In particular, Intel cut the price of its Core 2 Quad Processor Q6700 (8M cache, 2.66 GHz, 1066 MHz FSB) by about 50 percent, from $530 in 1,000-unit quantities to $266; it slashed the price of its Quad-Core Intel Xeon Processor X3230 (8M cache, 2.66 GHz, 1066 MHz FSB), in 1,000-unit quantities, from $530 to $266; its Dual-Core Xeon Processor 3085 (4M cache, 3.00 GHz, 1333 MHz FSB) in 1,000-unit quantities from $266 to $188, or 29 percent; and its Core 2 Duo Processor E6850 (4M cache, 3.00 GHz, 1333 MHz FSB), in 1,000-unit quantities, from $266 to $183, or 31 percent.
There are additional, cuts, too, up and down the lineup.
The implications are potentially huge. At a time when some buyers in the U.S. market may be pushing off some IT purchases into the future, price cuts like Intel's could bring them back on schedule. (A hundred bucks less per PC for an enterprise that wants to upgrade 10,000 PCs might certainly make a difference in some cases.) But for AMD, the question becomes: How does it keep up?
A financial analyst asked Derrick Meyer, AMD's COO, about its pricing plans just last week when AMD conducted a conference call to discuss its quarterly earnings. Meyer's response:
Overall, the pricing strategy of (AMD) hasn't changed and that is to deliver good value to our customers into the market on the strength of good technology, and do so in a way that is responsible financially to the company and generates appropriate margins.

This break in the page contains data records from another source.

PR #2413, opened 2019-07-13
[Windows] Fix TestURL.swift crash

gmittert:
On Windows, `|` is a valid character in a URL (as a replacement to `:`,
e.g. `/C|/Users/gwenm`. This causes a test testing
`http://test.com/unescaped|pipe` which is expected  to not parse to
parse successfully on Windows. The test then tries to parse the `<null
url>` in the expected result and crashes.

This changes the test to check to make sure it can parse the expected
result instead of force casting so that the test fails instead of
crashing.

This allows TestURL to run to completion in the mean time while working
on URL for Windows.

### DIFF
--- a/TestFoundation/TestURL.swift
+++ b/TestFoundation/TestURL.swift
@@ -253,8 +253,12 @@ class TestURL : XCTestCase {
             } else {
                 if let url = url {
                         let results = generateResults(url, pathComponent: inPathComponent, pathExtension: inPathExtension)
-                        let (isEqual, differences) = compareResults(url, expected: expectedNSResult as! [String: Any], got: results)
-                        XCTAssertTrue(isEqual, "\(title): \(differences.joined(separator: "\n"))")
+                        if let expected = expectedNSResult as? [String: Any] {
+                            let (isEqual, differences) = compareResults(url, expected: expected, got: results)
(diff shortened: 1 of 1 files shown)


gmittert:
@swift-ci please test

millenomi:
I need to look closely at this — if `|` is not allowed in a URL path, that doesn't change between platforms.

millenomi:
@gmittert Why is URL parsing different on Windows?

millenomi:
(URL parsing is anchored to a standard; what is the use case for deviating for it? Am I missing something re: it being already the case in CF?)

gmittert:
Yeah, it's already accepted in CF on Windows: https://github.com/apple/swift-corelibs-foundation/blob/master/CoreFoundation/URL.subproj/CFURL.c#L1980

From the Standard: https://tools.ietf.org/html/rfc8089#appendix-E.2.2

```
   Historically, some usages of file URIs have included a vertical line
   character "|" instead of a colon ":" in the drive letter construct.
   [RFC3986] forbids the use of the vertical line; however, it may be
   necessary to interpret or update old URIs.
...
 This is intended to support regular DOS or Windows file URIs with
   vertical line characters in the drive letter construct.  For example:

   o  "file:///c|/path/to/file"
```

millenomi:
Approved.

PR #2415, opened 2019-07-15
build: correct the `DT_SONAME`

compnerd:
When ninja is invoked from a subdirectory it will convert the path to a
relative path, and that resulted in incorrect test results.  This
ensures that we get the correct soname.


millenomi:
@swift-ci please test Linux

aciidb0mb3r:
I've tested that this patch fixes the issue.

millenomi:
The failure appears unrelated.

millenomi:
@swift-ci please test Linux

millenomi:
If we have another unrelated error, I'll ask @shahmishal to force-merge.

PR #2418, opened 2019-07-17
SR-11150: NSDecimalNumber .multiplying(byPowerOf10:) produces incorrect results.

spevans:
- Call NSDecimalMultiplyByPowerOf10() instead of NSDecimalPower() to
  multiply the number by 10 raised to the given power, not raise
  the number to a given power.


spevans:
@swift-ci test linux

PR #2420, opened 2019-07-17
Remove unnecessary Array copy.

drodriguez:
Array.append(contentsOf:) supports any Sequence, and String.UTF8View is
a sequence, so there's no need to create an Array from it to append it.

From a post-merge feedback in #2393.


drodriguez:

PR #2421, opened 2019-07-18
Parity: URLCredentialStorage

millenomi:
- Do not crash when a synchronizable credential is added. Instead, act as Darwin does in similar situations (do not store). To make sure the difference is visible, diagnose uses of `.synchronized`.

 - `URLSession` is now correctly initialized with appropriate credential storages via its configuration.

 - Credentials are fetched appropriately from storage, and when a delegate is consulted about authentication fetched credentials are proposed as part of the auth challenge correctly. (If multiple credentials match, always propose the first in lexicographical order.)

 - Interpret the disposition of a delegate if queried. If `.performDefaultHandling` is used, or if the task has no delegate, use the default proposed credential once automatically before giving up.

 - When a task finishes, if a credential was used, save it in the credential storage if appropriate.

### DIFF
--- a/Foundation/URLSession/URLSession.swift
+++ b/Foundation/URLSession/URLSession.swift
@@ -212,8 +212,6 @@ open class URLSession : NSObject {
     fileprivate static let _shared: URLSession = {
         var configuration = URLSessionConfiguration.default
         configuration.httpCookieStorage = HTTPCookieStorage.shared
-        //TODO: Set urlCache to URLCache.shared. Needs implementation of URLCache.
-        //TODO: Set urlCredentialStorage to `URLCredentialStorage.shared`. Needs implementation of URLCredentialStorage.
         configuration.protocolClasses = URLProtocol.getProtocols()
         return URLSession(configuration: configuration, delegate: nil, delegateQueue: nil)
     }()
--- a/Foundation/URLSession/URLSessionConfiguration.swift
+++ b/Foundation/URLSession/URLSessionConfiguration.swift
@@ -72,7 +72,7 @@ open class URLSessionConfiguration : NSObject, NSCopying {
                   httpAdditionalHeaders: nil,
                   httpMaximumConnectionsPerHost: 6,
                   httpCookieStorage: .shared,
-                  urlCredentialStorage: nil, // Should be .shared once implemented.
+                  urlCredentialStorage: .shared,
                   urlCache: .shared,
                   shouldUseExtendedBackgroundIdleMode: false,
                   protocolClasses: [_HTTPURLProtocol.self, _FTPURLProtocol.self])
@@ -148,11 +148,9 @@ open class URLSessionConfiguration : NSObject, NSCopying {
     }
 
     open class var ephemeral: URLSessionConfiguration {
-        // Return a new ephemeral URLSessionConfiguration every time this property is invoked
-        // TODO: urlCredentialStorage should also be ephemeral/in-memory
-        // URLCredentialStorage is still unimplemented
         let ephemeralConfiguration = URLSessionConfiguration.default.copy() as! URLSessionConfiguration
         ephemeralConfiguration.httpCookieStorage = .ephemeralStorage()
+        ephemeralConfiguration.urlCredentialStorage = URLCredentialStorage() // All credential storage in s-c-f are ephemeral.
         ephemeralConfiguration.urlCache = URLCache(memoryCapacity: 4 * 1024 * 1024, diskCapacity: 0, diskPath: nil)
         return ephemeralConfiguration
     }
--- a/Foundation/URLSession/URLSessionConfiguration.swift
+++ b/Foundation/URLSession/URLSessionConfiguration.swift
@@ -150,7 +150,7 @@ open class URLSessionConfiguration : NSObject, NSCopying {
     open class var ephemeral: URLSessionConfiguration {
         let ephemeralConfiguration = URLSessionConfiguration.default.copy() as! URLSessionConfiguration
         ephemeralConfiguration.httpCookieStorage = .ephemeralStorage()
-        ephemeralConfiguration.urlCredentialStorage = URLCredentialStorage() // All credential storage in s-c-f are ephemeral.
+        ephemeralConfiguration.urlCredentialStorage = URLCredentialStorage(ephemeral: true)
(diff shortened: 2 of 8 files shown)


millenomi:
The `URLSession` tests will exercise this code, but not specific uses of `URLCredentialStorage`.

millenomi:
@swift-ci please test Linux

millenomi:
cc @drodriguez

Foundation/URLSession/URLSession.swift
```diff
@@ -212,8 +212,6 @@ open class URLSession : NSObject {
     fileprivate static let _shared: URLSession = {
         var configuration = URLSessionConfiguration.default
         configuration.httpCookieStorage = HTTPCookieStorage.shared
```
drodriguez: I think the cookie storage line can also be removed.

Foundation/URLSession/URLSessionConfiguration.swift
```diff
@@ -148,11 +148,9 @@ open class URLSessionConfiguration : NSObject, NSCopying {
     }
 
     open class var ephemeral: URLSessionConfiguration {
-        // Return a new ephemeral URLSessionConfiguration every time this property is invoked
-        // TODO: urlCredentialStorage should also be ephemeral/in-memory
-        // URLCredentialStorage is still unimplemented
         let ephemeralConfiguration = URLSessionConfiguration.default.copy() as! URLSessionConfiguration
         ephemeralConfiguration.httpCookieStorage = .ephemeralStorage()
+        ephemeralConfiguration.urlCredentialStorage = URLCredentialStorage() // All credential storage in s-c-f are ephemeral.
```
drodriguez: Maybe change to `NOTE: all credential storage in s-c-f is ephemeral at the moment`, since someone might implement `.permanent` at some point for each platform.

Foundation/URLSession/URLSessionTask.swift
```diff
@@ -682,16 +683,49 @@ extension _ProtocolClient : URLProtocolClient {
...
+                    proceed(proposing: nil)
+                }
+                
                 return
             }
         }
         
+        if let storage = session.configuration.urlCredentialStorage,
+           let last = task._protocolLock.performLocked({ task._lastCredentialUsedFromStorageDuringAuthentication }),
+           last.credential.persistence != .none && last.credential.persistence != .forSession {
```
drodriguez: `URLCredentialStorage.set(_, for:, task:)` should take care of `.none`. I don't understand completely why `.forSession` is also discarded here. A session is suppose to last until the credential storage stops being used, if I understand correctly.

Foundation/URLSession/URLSessionTask.swift
```diff
@@ -758,25 +792,65 @@ extension _ProtocolClient : URLProtocolClient {
...
         guard let session = task.session as? URLSession else { fatalError("Task not associated with URLSession.") }
+        
+        func proceed(using credential: URLCredential?) {
+            let protectionSpace = challenge.protectionSpace
+            let authScheme = protectionSpace.authenticationMethod
+
+            task.suspend()
+            
+            guard let handler = URLSessionTask.authHandler(for: authScheme) else {
+                fatalError("\(authScheme) is not supported")
```
drodriguez: From the docs of `urlSession(_:didReceive:completionHandler:)`: "This method handles only the NSURLAuthenticationMethodNTLM, NSURLAuthenticationMethodNegotiate, NSURLAuthenticationMethodClientCertificate, and NSURLAuthenticationMethodServerTrust authentication types. For all other authentication schemes, the session calls only the urlSession(_:task:didReceive:completionHandler:) method."

I don't know exactly, but this might be better as a `task.resume()` and `return` to end up in that other delegate call.

Foundation/URLSession/URLSessionConfiguration.swift
millenomi: Maybe I should just have a marker `init(ephemeral:)` initializer, so it's clear to a future maintainer that some storages must be ephemeral.

Foundation/URLSession/URLSessionTask.swift
millenomi: Strategic implementation choice: all storage is best effort, so we can choose not to support `.forSession` storage (because we do not have a safe way to associate a credential with a session right now).

Foundation/URLSession/URLSessionTask.swift
millenomi: Good catch. This is replicating existing behavior, so perhaps that merits a separate patch so we can test regression separately.

millenomi: Thanks, good catch. I'll amend.

millenomi: I need to sit down and evaluate what the impact is of making that change, because we are changing current s-c-f behavior (to realign, but I may want to make a separate patch for this just so I can run tests on only that part).

Foundation/URLSession/URLSessionTask.swift
drodriguez: I will have to double check the documentation/Darwin implementation, but I always interpreted .forSession as “only in memory”. I also think that this check might be better in the cache, since someone can implement externally  a cache that does .forSession, but not if this check is done here. I think the checks should be in the cache and keep the responsibilities separated.

millenomi: Actually, let me see if I can retrofit it without putting the rest of the patch train too much behind.

millenomi:
I made a tactical mistake — `.forSession` means "for the duration of the current process (or login session)", _not_ for the lifetime of any particular `URLSession`. Naming is a hard problem, etc.

millenomi:
@swift-ci please test Linux

Foundation/URLSession/URLSession.swift
millenomi: Yeah, it's redundant now. Still, one thing at a time.

millenomi:
@swift-ci please test Linux

Foundation/URLSession/URLSessionTask.swift
millenomi: See comment below — I mistook what `.forSession` meant. We can just allow `forSession` storage.

millenomi: … the same way as we allow `persistent`.

millenomi:
This fixed https://bugs.swift.org/browse/SR-10375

We've got some things going for us from Q1 looking forward and that is the introduction of quad-core to both our server and desktop lineups, which clearly gives us an opportunity to play across a wider breadth of the marketplace, get back in ahead of the game on the server side and have a richer mix on the desktop side, which are both positive factors on ASP.
With Intel offering such significant pricing cuts - - particularly in its quad-core lineup - - AMD may be forced to reconfigure what its "appropriate margins" may be.